• ASSIGNMENT:
Provide an exact reproduction of every entry.

• Saved entries:
....................
PR #2316, opened 2023-04-26
perf(dracut-init.sh): optimize inst_rule_initqueue function

aafeijoo-suse:
There is no need to grep inside each rule if the `/lib/dracut/need-initqueue` flag is already set.

## Checklist


LaszloGombos (approved):
LGTM.
Not sure if this is faster, but should not be slower.

PR #2317, opened 2023-04-26
perf(dracut): optimize get_cpu_vendor function

aafeijoo-suse:
This function performs two calls to `grep` and its result is always the same, so save it into a `cpu_vendor` variable.

## Checklist


LaszloGombos (approved):
LGTM

PR #2320, opened 2023-04-27
fix(dracut-init.sh): correct check in `is_qemu_virtualized` function

aafeijoo-suse:
Do not redirect `systemd-detect-virt` to /dev/null, otherwise, the `vm` variable is always empty. This function was working only thanks to the following /sys check.

## Checklist


tblume (approved):
LGTM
....................
• PROBLEM SOLUTION:
PR #2316, opened 2023-04-26
perf(dracut-init.sh): optimize inst_rule_initqueue function

aafeijoo-suse:
There is no need to grep inside each rule if the `/lib/dracut/need-initqueue` flag is already set.

## Checklist


LaszloGombos (approved):
LGTM.
Not sure if this is faster, but should not be slower.

PR #2317, opened 2023-04-26
perf(dracut): optimize get_cpu_vendor function

aafeijoo-suse:
This function performs two calls to `grep` and its result is always the same, so save it into a `cpu_vendor` variable.

## Checklist


LaszloGombos (approved):
LGTM

PR #2320, opened 2023-04-27
fix(dracut-init.sh): correct check in `is_qemu_virtualized` function

aafeijoo-suse:
Do not redirect `systemd-detect-virt` to /dev/null, otherwise, the `vm` variable is always empty. This function was working only thanks to the following /sys check.

## Checklist


tblume (approved):
LGTM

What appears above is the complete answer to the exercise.